NOTE: Qatar’s Ministry of Commerce and Industry, Qatar Investment Authority and Investment Promotion Agency Qatar are the underwriters of the Qatar Economic Forum, Powered by Bloomberg. Media City Qatar is the host organization. 

Key Highlights:

  • Mnuchin Says Energy Markets, Fed Key to Taming Inflation in US
  • Five Takeaways From What Elon Musk Said at Qatar Economic Forum
  • Musk Says Bots Are a Problem for Twitter Deal, Not China
  • Elon Musk Says Tesla Job Cuts Will Reduce Workforce by 3.5% 
  • Thiam Says He Turned Down Offers After Credit Suisse for SPAC
  • Exxon CEO Warns Oil Markets May Be ‘Tight’ for Up to Five Years
  • Kuwait State Oil Firm Says There’s $30 War Premium on Oil Prices

Mnuchin Says Energy Markets, Fed Key to Taming Inflation in US (9:20 p.m. Doha)

“If we can stabilize the energy market, I believe, and the Fed does their job, we’ll have inflation under control,” Mnuchin said at the forum. “If we don’t, we have a big problem.” 

He said global leaders, including from the US and China, should concentrate on trying to secure a cease-fire in Ukraine, which could begin to calm energy prices. On the Fed, he said he had “a lot of confidence” in Chair Jerome Powell and backed the central bank’s move last week to raise interest rates by 75 basis points and signal a similar move for its next meeting.

Qatar Central Bank Won’t Ditch Peg (4:30 p.m. Doha)

Qatar’s central bank has diversified its portfolio to include assets outside the US and remains confident it has the tools to contain inflation while maintaining its peg to the dollar.

Governor Sheikh Bandar bin Mohammed Al-Thani said the central bank’s reserves of over $57 billion have been used to invest in “different major currencies,” with capital allocated into Europe and the Far East region, alongside the US.

“This is our strategy: always to diversify not to depend on one currency in our portfolio,” he said at a panel. “We will continue to do so.”

Roubini’s Base Line Scenario Is Hard Landing (4 p.m. Doha)

“Unfortunately, this time around, we have both demand factors and supply factors that are causing stagflation and high inflation,” Roubini said on a panel. History suggests that whenever inflation in the US is above 5% and unemployment is below 5%, “any attempt by the Fed to essentially raise rates to fight inflation causes a hard landing rather than a soft landing,” he said.

Europe, the Euro-zone and the UK are even more fragile than the US, he said, adding that the European Central Bank is “in as much of a pickle as the Fed given the exposure to Russia, given the exposure to China.” A series of negative factors including de-globalization, aging of populations, migration restrictions, weaponizing of the US dollar and climate change could lead to a depression, he said.

Earlier on Tuesday, Roubini forecast a US recession by the end of the year. “We’re getting very close,” as measures of consumer confidence, retail sales, manufacturing activity and housing are all slowing down sharply while inflation is high, he said on Bloomberg TV.

Roubini’s comments were echoed by delegates at the forum.
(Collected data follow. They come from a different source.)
PR #2512, opened 2025-11-27
feat: add `git_only` config option to use git tags to determine the latest version

### LINKED ISSUE #1144: Add a "git only" mode

jdeinum:
Added the functionality to use git tags as the source of truth for package releases. Aims to close  #1144.
 
I just jammed all of the commits together. There isn't a crazy amount of code and my hope is its easy enough to follow along that I don't need to split it. If you prefer them in pieces, I could maybe do (1) config (2) all other src (3) tests ?  

Happy to make changes as required, just wanted to get this out!

### DIFF
--- a/crates/release_plz_core/src/next_ver.rs
+++ b/crates/release_plz_core/src/next_ver.rs
@@ -108,7 +108,8 @@ fn process_git_only_package(
         .get_package_tag_name(&package.name)
         .unwrap_or_else(|| default_tag_name_template(is_multi_package));
 
-    let release_regex = release_regex::get_release_regex(&template, &package.name).context("get release regex")?;
+    let release_regex =
+        release_regex::get_release_regex(&template, &package.name).context("get release regex")?;
     debug!(
         "looking for tags matching pattern: {}",
         release_regex.to_string()


jdeinum:
I have more tests failing on my own machine than CI, so clearly there are some differences. I think I did introduce a regression so I am gonna look at that during lunch.

marcoieni:
I also once had failing tests locally while they were passing in CI, not sure why.

.schema/latest.json
```diff
@@ -293,6 +296,30 @@
             "null"
           ]
         },
+        "git_only": {
+          "title": "Git Only",
+          "description": "If true, use git tags to determine the latest version instead of the registry.\nIf unspecified at package level, inherits from workspace config.",
```
marcoieni: "if unspecified.." that's true for all the configurations, so I wonder if it makes sense to specify it.

Maybe we can delete that sentence

jdeinum:
There was a period where there were failing tests on both upstream and locally, but they seem resolved now. 

I did run into a problem with dropping temp dirs too early, but my last commit looks like it took care of that.

crates/git_cmd/src/lib.rs
```diff
@@ -37,6 +37,27 @@ impl Repo {
...
+                path.as_ref()
+            );
+            return Ok(());
+        }
+
+        // create the repo
+        git_in_dir(path.as_ref(), &["init"]).context("init git directory")?;
+        debug!("initialized repo at {}", path.as_ref());
+        Ok(())
+    }
```
marcoieni: this function is unused

crates/git_cmd/src/lib.rs
```diff
@@ -216,9 +237,20 @@ impl Repo {
...
+        path: impl AsRef<Utf8Path>,
+        object: Option<&str>,
+    ) -> anyhow::Result<()> {
+        if let Some(commit) = object {
+            self.git(&["worktree", "add", "-f", path.as_ref().as_str(), commit])
+                .context(format!("create git worktree at commit {commit}"))?;
+        } else {
+            self.git(&["worktree", "add", "-f", path.as_ref().as_str()])
+                .context("create git worktree at HEAD")?;
+        }
```
marcoieni: this function is unused, why editing it?

crates/git_cmd/src/lib.rs
```diff
@@ -231,6 +263,38 @@ impl Repo {
...
+        // now we split each line into their components
+        let split_lines: Vec<(String, String)> = lines
+            .iter()
+            .filter(|line| line.contains(" ")) // if something doesn't have a space, we just filter
+            .map(|x| x.split_at(x.find(" ").unwrap())) // unwrap should be safe because of ^
+            .map(|(y, z)| (y.to_string(), z.to_string()))
+            .collect();
+
+        Ok(split_lines)
+    }
```
marcoieni: this function is unused

crates/release_plz/src/config.rs
```diff
@@ -167,6 +219,24 @@ pub struct Workspace {
...
+    /// Default: false
+    ///
+    /// If true, release-plz will use git tags to determine what the latest version of the package
+    /// is (i.e newest version is v0.1.3 and is associated with commit ac83762)
+    /// If false, release-plz will use crates.io release information to get the latest version
+    pub git_only: Option<bool>,
+
+    /// Literal string prefix for release tags when `git_only` is enabled.
+    /// Optional. For example: "v" matches "v1.2.3", "package-v" matches "package-v1.2.3".
+    /// Default: empty string (tags like "1.2.3")
```
marcoieni: doesn't release-plz creates `v1.2.3` tags? Why the default should be `1.2.3`?

crates/release_plz/src/args/release_pr.rs
```diff
@@ -15,6 +15,8 @@ pub struct ReleasePr {
 }
 
 impl ReleasePr {
+    // combines the user provided configuration and package / workspace metadata into an internal
+    // representation that can be passed around internally.
```
marcoieni:
```suggestion
    /// combines the user provided configuration and package / workspace metadata into an internal
    /// representation that can be passed around internally.
```

crates/release_plz/src/args/update.rs
```diff
@@ -176,15 +176,25 @@ impl Update {
         config: &Config,
         cargo_metadata: cargo_metadata::Metadata,
     ) -> anyhow::Result<UpdateRequest> {
+        // if we provided a manifest, use that instead of the current dir
         let project_manifest = self.manifest_path();
+
+        // Check lock file
```
marcoieni:
```suggestion
```
the function name gives more info than the comment

crates/release_plz/src/args/update.rs
```diff
@@ -176,15 +176,25 @@ impl Update {
...
         check_if_cargo_lock_is_ignored_and_committed(&project_manifest)?;
+
+        // create the update request
```
marcoieni:
```suggestion
```
`UpdateRequest::new` already explains this

crates/release_plz/src/args/update.rs
```diff
@@ -176,15 +176,25 @@ impl Update {
...
                 format!("Cannot find file {project_manifest:?}. Make sure you are inside a rust project or that --manifest-path points to a valid Cargo.toml file.")
             })?
             .with_dependencies_update(self.dependencies_update(config))
             .with_max_analyze_commits(self.max_analyze_commits(config))
             .with_allow_dirty(self.allow_dirty(config));
+
+        // the repository url is used for links within the changelogs to the release
+        // normally you don't need to populate it because release-plz will default to the remote
+        // url inside of the Cargo.toml , but users can optionally provide it in the config file /
+        // on the command line
```
marcoieni:
```suggestion
        // The repository url is used for links within the changelogs to the release.
        // Normally you don't need to populate it because release-plz will default to the remote
        // url, but users can optionally provide it in the config file or
        // in the command line argument.
```
Actually we get this information from git, not from the Cargo.toml (iirc).

crates/release_plz/src/args/update.rs
```diff
@@ -203,8 +215,12 @@ impl Update {
                     format!("cannot find project manifest {registry_manifest_path:?}")
                 })?;
         }
-        update = config.fill_update_config(self.no_changelog, update);
+
+        // override workspace configuration with package specific configuration
+        update = config.fill_update_config(self.no_changelog, update)?;
+
         {
+            // update the release date
```
marcoieni:
```suggestion
```
the code says `let release_date =` so it's clear what we are doing

crates/release_plz/src/args/update.rs
```diff
@@ -213,13 +229,18 @@ impl Update {
                         .context("cannot parse release_date to y-m-d format")
                 })
                 .transpose()?;
+
+            // create the pr link
```
marcoieni:
```suggestion
```
`let pr_link =` is already explicit

crates/release_plz/src/main.rs
```diff
@@ -35,15 +35,34 @@ async fn run(args: CliArgs) -> anyhow::Result<()> {
...
+
+        // At a high level, the release PR command does the following:
+        //
+        // 1. Get the package / workspace you are looking to update
+        // 2. Get the most recent version of that package according to *some source*
+        // 3. Get the list of commits since the most recent version of that package
+        // 4. Determine the next version number based on those commits
+        // 5. If the next version a.b.c is different from the current version x.y.z (i.e there are
+        //    changes), then we open a new PR for updating to a.b.c. If release-plz already has a
+        //    PR open for updating to an older version, then we replace that PR with a new one
```
marcoieni:
```suggestion
        //    PR open for updating to an older version, then we update that PR
```
We only close and reopen the PR if it contains commits from non-bots

crates/release_plz/src/main.rs
```diff
@@ -35,15 +35,34 @@ async fn run(args: CliArgs) -> anyhow::Result<()> {
...
                 "please provide the git token with the --git-token cli argument."
             );
+
+            // The cargo metadata contains information on package versions
             let cargo_metadata = cmd_args.update.cargo_metadata()?;
+
             let config = cmd_args.update.config.load()?;
+
+            // Combine the config + cargo metadata into an internal representation of a release
+            // request that we can pass around
```
marcoieni:
```suggestion
```
this comment is already present in the function definition

crates/release_plz/src/main.rs
```diff
@@ -35,15 +35,34 @@ async fn run(args: CliArgs) -> anyhow::Result<()> {
...
             let request = cmd_args.release_pr_req(&config, cargo_metadata)?;
+
+            // release pr
```
marcoieni:
```suggestion
```
this comment just repeats the name of the variable

crates/release_plz/tests/all/git_only.rs
```diff
@@ -0,0 +1,753 @@
...
+
+    // Make a fix commit
+    let readme = context.repo_dir().join("README.md");
+    fs_err::write(&readme, "# Updated README").unwrap();
+    context.push_all_changes("fix: update readme");
+
+    // Run release-pr
+    let outcome = context.run_release_pr().success();
+
+    // Verify no PR was created
```
marcoieni: If you repeat the same test with the cargo registry, a PR will be created to update the changelog iirc.
Why in this case you don't create the PR?
The behaviors of cargo registry and git tags should be the same.

crates/release_plz/tests/all/git_only.rs
```diff
@@ -0,0 +1,753 @@
...
+    fs_err::write(&readme, "# Updated README").unwrap();
+    context.push_all_changes("fix: update readme");
+
+    // Run release-pr should fail due to validation error
+    let error = context.run_release_pr().failure().to_string();
+    assert!(
+        error.contains("git_only")
+            && error.contains("publish")
+            && error.contains("mutually exclusive"),
+        "Expected validation error about git_only and publish being mutually exclusive, got: {error}"
```
marcoieni, line 665: are you sure `{error}` is expanded in the variable content?

crates/release_plz/tests/all/git_only.rs
marcoieni, line 1: are you testing the `run_release()` function to test that the `release` command creates the tags as expected and asserting that it doesn't publish to the cargo registry?

crates/release_plz_core/src/next_ver.rs
```diff
@@ -56,10 +61,118 @@ impl ReleaseMetadataBuilder for UpdateRequest {
     }
 }
 
+// Build regex: ^{escaped_prefix}(\d+\.\d+\.\d+){escaped_suffix}$
+// The semantic version is captured in group 1
```
marcoieni: in Rust, function comments are with `///`, please change this for all functions

crates/release_plz_core/src/command/release_pr/git.rs
```diff
@@ -0,0 +1,348 @@
...
+use regex::Regex;
+use std::path::Path;
+use tempfile::TempDir;
+use tracing::{debug, error, info, instrument, warn};
+
+use crate::fs_utils::to_utf8_path;
+
+pub struct CustomRepo {
+    repo: Repository,
+}
```
marcoieni, line 13: what's the reason for creating a new representation of the repository, different from `git_cmd::Repo`?
Probably you already wrote this somewhere.
Is there a plan to unify the two? Or they should be different? It could be confusing to have two separate repository representations.

If there's a plan to unify the two, can you open an issue after this pr is merged?

crates/release_plz_core/src/command/release_pr/git.rs
```diff
@@ -0,0 +1,348 @@
+use anyhow::{Context, Result, bail};
```
marcoieni:
```suggestion
use anyhow::{Context, bail};
```
please don't import `anyhow::Result`, I don't like it.

crates/release_plz_core/src/command/update/mod.rs
```diff
@@ -5,7 +5,8 @@ mod update_config;
 pub mod update_request;
 pub mod updater;
 
-use crate::{PackagePath, tmp_repo::TempRepo};
+use crate::PackagePath;
+use crate::tmp_repo::TempRepo;
```
marcoieni: ??
Is this a rustfmt rule? Why making this change?

marcoieni:
> If you prefer them in pieces, I could maybe do (1) config (2) all other src (3) tests ?

that's not how I like to split PRs, Ideally PRs should contain both src and tests for a single functionality. I.e. PRs should be self-contained.
So for example you do a first PR to refactor and add comments, a second one to introduce git_only feature, another to introduce the prefix functionality, etc.
Anyway, I can review this PR as it is, no need to split 👍

jdeinum:
Will go through all of these and make everything consistent once I am back from Europe! Thanks for the feedback.

jdeinum:
Back now, will start on it today.

crates/release_plz/src/config.rs
jdeinum: Fair point, will default to "v"

crates/release_plz_core/src/command/release_pr/git.rs
jdeinum: I made the wrapper to hide implementation from the callers, only expose the functionality that we needed (which was built on the original repo), and add some logging so we didn't need to put those throughout the codebase. TempWorktree does have a unique drop impl to clean up after its done, so that one does more of a purpose. 

I am not particularly attached to either approach, if you think its better to have a single struct I can just move the rest of the functionality into functions that take a Repository and give us back our custom resources.

crates/release_plz_core/src/command/update/mod.rs
jdeinum: Likely just zooming through imports trying to clean, will fix.

crates/release_plz/tests/all/git_only.rs
jdeinum: I added one that validates that it throws an error if both `git_only` and `publish` are true for a package. I think that covers that use case?

jdeinum:
I think this should be a bit cleaner overall. Let me know if you have anything else you'd like changed.

crates/release_plz/tests/all/git_only.rs
jdeinum: Hmmm. I did not think of this. I skipped updating packages for any package without a matching git release regex because I assume we wouldn't want a PR. I will go back and make it consistent.

crates/release_plz/tests/all/git_only.rs
jdeinum: Clippy complains here if you don't, so I imagine so?

crates/release_plz/tests/all/git_only.rs
```diff
@@ -0,0 +1,791 @@
...
+[workspace]
+git_only = true
+
+[[package]]
+name = "lib1"
+git_only_release_tag_prefix = "lib1-v"
+
+[[package]]
+name = "lib2"
+git_only_release_tag_prefix = "lib2-v"
```
marcoieni: can we make this the default? So that people don't need to specify it for every package?
I.e. `git_only_release_tag_prefix` follows the same defaults of the tag names created by release-plz. See https://release-plz.dev/docs/config#the-git_tag_name-field

marcoieni:
Can you update the docs in https://github.com/release-plz/release-plz/blob/main/website/docs/config.md ?

crates/release_plz/tests/all/git_only.rs
marcoieni: shouldn't we also test that `git_only` is true, `publish` is false, and release-plz creates the tags as expected?

crates/release_plz_core/src/command/release_pr/mod.rs
```diff
@@ -145,15 +148,18 @@ pub async fn release_pr(input: &ReleasePrRequest) -> anyhow::Result<Option<Relea
         .update_request
         .git_client()?
         .context("can't find git client")?;
+
+    let unreleased_package_worktree_repo =
+        Repo::new(&tmp_project_root).context("create new repo")?;
```
marcoieni: why you moved this outside of the if?
Since this variable is only used inside the if.

crates/release_plz_core/src/command/update/updater.rs
```diff
@@ -549,6 +554,17 @@ impl Updater<'_> {
             tag_commit.as_deref(),
             &mut diff,
         )?;
+
+        // Clean up cargo package artifacts created during diff calculation.
+        // `cargo package --list` creates files in target/package/ which can interfere with checkout.
+        // The target directory is created in the package directory, not the repository root.
+        let target_package_dir = package_path.join("target").join("package");
```
marcoieni: what if `CARGO_TARGET_DIR` is set? The target dir is not in that directory, right?

Also, I tried:
- `unset CARGO_TARGET_DIR`
- `cargo clean`
- `cargo package --list`

The target directory is not even created.
And even after running `cargo build`, the `target/package` directory doesn't exist for me. I'm using rust 1.92

crates/release_plz/src/config.rs
```diff
@@ -167,6 +219,24 @@ pub struct Workspace {
...
+    ///
+    /// If true, release-plz will use git tags to determine what the latest version of the package
+    /// is (i.e newest version is v0.1.3 and is associated with commit ac83762)
+    /// If false, release-plz will use crates.io release information to get the latest version
+    pub git_only: Option<bool>,
+
+    /// Literal string prefix for release tags when `git_only` is enabled.
+    /// Optional. For example: "v" matches "v1.2.3", "package-v" matches "package-v1.2.3".
+    /// Default: "v" (tags like "v1.2.3")
+    pub git_only_release_tag_prefix: Option<String>,
```
marcoieni: I was thinking..Instead of having two config options (one for the prefix and one for the suffix), what do you think about having only one that is a template?

I.e. `git_only_release_tag`.

And you can use the same config variables of https://release-plz.dev/docs/config#the-git_tag_name-field (`package` and `version`).

I.e. it could be `"{{ package }}-v{{ version }}"` so that you can configure it at the workspace level instead of specifying the package name for every crate of your workspace like you did in the tests.

crates/release_plz/tests/all/git_only.rs
jdeinum: Sure, I think that should be fine.

crates/release_plz_core/src/command/release_pr/mod.rs
jdeinum: I think in the original version I just replaced the existing call to create the temp directory with this one, but you are correct, I'll move that down.

crates/release_plz/src/config.rs
jdeinum: Yes that would be far nicer. I'll do that.

crates/release_plz/tests/all/git_only.rs
jdeinum: Will not do this if doing the single `tag` so marking as resolved

crates/release_plz_core/src/command/update/updater.rs
jdeinum: I hadn't even considered `CARGO_TARGET_DIR`, oops.

I could have sworn cargo package --list was generating a `target/package` for me a little while ago... but upon checking now I also don't see it. I just removed the cleanup code for that then.

crates/release_plz/tests/all/git_only.rs
jdeinum: Added.

marcoieni:
- [x] what do you think about reusing `git_tag_name` as `git_only_release_tag_name` instead of introducing the new config option `git_only_release_tag_name`? 🤔

In theory these two config fields should always have the same value, right?

marcoieni:
> * [x]  what do you think about reusing `git_tag_name` as `git_only_release_tag_name` instead of introducing the new config option `git_only_release_tag_name`? 🤔
> 
> In theory these two config fields should always have the same value, right?

I made this change in the latest commit. let me know what you think 👍

crates/release_plz_core/src/command/update/update_request.rs
```diff
@@ -47,6 +47,10 @@ pub struct UpdateRequest {
     /// Prepare release only if at least one commit respects a regex.
     release_commits: Option<Regex>,
     git: Option<GitForge>,
+
+    /// Use git tags to determine latest package release
+    git_only: Option<bool>,
```
marcoieni: this struct contains this field twice. Both here and in `packages_config.default` 🤔
This doesn't seem right. Can you fix it?

website/docs/config.md
```diff
@@ -332,6 +334,35 @@ Where:
 - `{{ package }}` is the name of the package.
 - `{{ version }}` is the new version of the package.
 
+#### The `git_only` field
+
+Enable git-only mode, which determines package versions from git tags instead of the cargo registry.
+
+- If `true`, release-plz will look for existing release tags in git to determine the current
```
marcoieni:
```suggestion
- If `true`, release-plz will look for existing git tags to determine the current
```
Let's not introduce the concept of "release tags" since they are just git tags and there's no need to introduce a new name for them, right?

crates/release_plz/tests/all/git_only.rs
```diff
@@ -0,0 +1,823 @@
...
+This PR was generated with [release-plz](https://github.com/release-plz/release-plz/)."
+        )
+        .trim(),
+        pr_body.trim()
+    );
+}
+
+#[tokio::test]
+#[cfg_attr(not(feature = "docker-tests"), ignore)]
+async fn git_only_with_lightweight_tags() {
```
marcoieni, line 427: this test runs infinitely from me in my laptop. I think the reason is that it waits for stdin to write the tag message.

Because when I run `git tag tag_name` in the terminal, it opens vim waiting for me to write the tag message.

Why this doesn't happen in CI? Do we need to set the tag message to avoid this? Is it due to my git config?
Is there something we can do to avoid this from happening in tests?

jdeinum:
I like it! The simpler the better :)

May have a chance for those fixes later today, otherwise I'll get to it tomorrow.

crates/release_plz/tests/all/git_only.rs
jdeinum: It doesn't happen for me either, I'm using `nightly-x86_64-unknown-linux-gnu (default)` , but my guess is its a platform issue? I'm running on Arch `6.18.2-arch2-1`. Are you running on windows or mac by chance? There is a possibility I overlooked some platform behavior.

jdeinum: Wait I see the docker tests for mac and windows too. Could you please share your git config? Mine uses primarily defaults for most things other than diff display and credential management stuff.

jdeinum: Based on what I've read in the docs, I think the issue might be that when creating a lightweight tag when signing is enabled, it actually creates an annotated tag rather than a lightweight one, and prompts you to enter either a message (because `-m` isn't present), or for your gpg key. Try turning off signed commits and see if that does it.

crates/release_plz_core/src/command/update/update_request.rs
marcoieni: I feel like the `git_only` field should be in `packages_config` because it is a field that can be customized per package, right? Instead the other fields of this struct (eg `release_commits` or `allow_dirty`) are for project wide configurations.

marcoieni: btw it's still in packages_config.default, so my previous comment wasn't resolved, right? 🤔

crates/release_plz/tests/all/git_only.rs
marcoieni: I'm using mac. You are right. If I run `git config tag.gpgsign false` in the repository, it doesn't open the text editor 👍

https://github.com/release-plz/release-plz/pull/2561 should fix this issue.

So now you can restore lightweight tags in tests 👍

crates/release_plz/tests/all/helpers/test_context.rs
```diff
@@ -278,6 +278,8 @@ fn configure_repo(repo_dir: &Utf8Path, gitea: &GiteaContext) -> Repo {
     // set email
     repo.git(&["config", "user.email", &gitea.user.email()])
         .unwrap();
+    // disable GPG signing for tests
+    repo.git(&["config", "commit.gpgsign", "false"]).unwrap();
```
marcoieni: oh, I didn't see this. You can remove it as I added it in https://github.com/release-plz/release-plz/pull/2561
```suggestion
```

jdeinum: Will remove!

crates/release_plz_core/src/command/update/update_request.rs
jdeinum: Will fix this, my apologies.

jdeinum:
Will get to this tomorrow morning :)

jdeinum:
Or tomorrow morning 😬

marcoieni:
I suggest to update the branch with main 👍

marcoieni:
In https://github.com/release-plz/release-plz/pull/2512/changes/59624fd75776567017c935ae7003f7e3b60cd6c9 I simplified the `get_tag_commit` function. Apparently `find_reference` works both for annotated and lightweight tags.

crates/release_plz_core/src/next_ver.rs
```diff
@@ -56,9 +61,134 @@ impl ReleaseMetadataBuilder for UpdateRequest {
...
+    // using that path
+    let repo = GitRepo::open(worktree.path()).context("open repo for package")?;
+
+    Ok((repo, worktree))
+}
+
+/// run cargo publish within a worktree
+fn run_cargo_publish(worktree: &GitWorkTree) -> anyhow::Result<()> {
+    // run cargo package so we get the proper format
+    let output = std::process::Command::new("cargo")
```
marcoieni: please reuse the function
https://github.com/jdeinum/release-plz/blob/72b404c54ad7a84635705e5986aa9ed7c7bc6876/crates/release_plz_core/src/cargo.rs#L35

crates/release_plz_core/src/next_ver.rs
```diff
@@ -56,9 +61,134 @@ impl ReleaseMetadataBuilder for UpdateRequest {
...
+    let rust_package = MetadataCommand::new()
+        .manifest_path(format!(
+            "{}/Cargo.toml",
+            worktree
+                .path()
+                .to_str()
+                .context("convert worktree path to str")?
+        ))
+        .exec()
+        .context("get cargo metadata")?;
```
marcoieni: why not reusing
https://github.com/jdeinum/release-plz/blob/72b404c54ad7a84635705e5986aa9ed7c7bc6876/crates/cargo_utils/src/workspace_members.rs#L5

crates/release_plz_core/src/next_ver.rs
```diff
@@ -56,9 +61,134 @@ impl ReleaseMetadataBuilder for UpdateRequest {
...
+
+    let package_details = rust_package
+        .packages
+        .iter()
+        .find(|x| x.name == package_name)
+        .ok_or(anyhow::anyhow!("Failed to find package {package_name:?}"))?;
+
+    let new_path = format!(
+        "{}/target/package/{}-{}",
```
marcoieni: you are assuming people don't set the `CARGO_TARGET_DIR` environment variable, right? 🤔

marcoieni:
I only have one file left to review: `crates/release_plz_core/src/next_ver.rs` :)
Hopefully I'll get to that soon.

crates/release_plz_core/src/next_ver.rs
jdeinum: After reading through the docs, `Metadata::target_directory` handles this for us so I'll switch to using that :)

crates/release_plz_core/src/next_ver.rs
```diff
@@ -56,9 +63,119 @@ impl ReleaseMetadataBuilder for UpdateRequest {
     }
 }
 
+/// Build a regex from a Tera template for matching release tags.
+/// The template supports `{{ package }}` and `{{ version }}` variables.
+/// - `{{ package }}` is replaced with the escaped package name
```
marcoieni: what do you mean with "escaped"? Can you make an example?

elpiel:
I actually can't wait to try it out!

jdidion:
This is awesome! Thank you so much for implementing this feature!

Musk said “a recession is inevitable at some point,” while Atlas Merchant Capital founding partner Bob Diamond warned a US recession was “almost unavoidable.” A cooling of the economy is part of the economic cycle and central banks should continue to act to stem inflation, he said. 

The Fed’s rate hike was the “correct move” and another 75 basis point increase in July is “probably appropriate,” Diamond said. “The more the Fed acts now, the more likely it is to be quick or short, not deep and longer.”

The comments come after Goldman Sachs economists cut their US growth forecasts and warned that the risk of recession is rising. The outlooks will stoke fears of a hard landing for the world’s biggest economy as the Fed jacks up interest rates to counter the fastest pace of inflation in decades.

StanChart’s Bill Winters joined the growing chorus later on Tuesday. “I think this inflation is quite bad, it’s intransigent, it’s not transitory, and the consequences will be recession.” Any recession is likely to last “a couple of quarters,” he added.

“There’s a silver lining, which is that the financial system is strong, and when you have a downturn in an economic cycle with a strong financial system it tends not to be amplified,” Winters said. “I think it’s very unlikely we’ll have a financial crisis.”

QIA Has No Interest in Cryptocurrencies (3:20 p.m. Doha)

Qatar’s wealth fund isn’t interested in investing in cryptocurrencies, though it believes in the underlying blockchain technology, according to CEO Mansoor Al Mahmoud. 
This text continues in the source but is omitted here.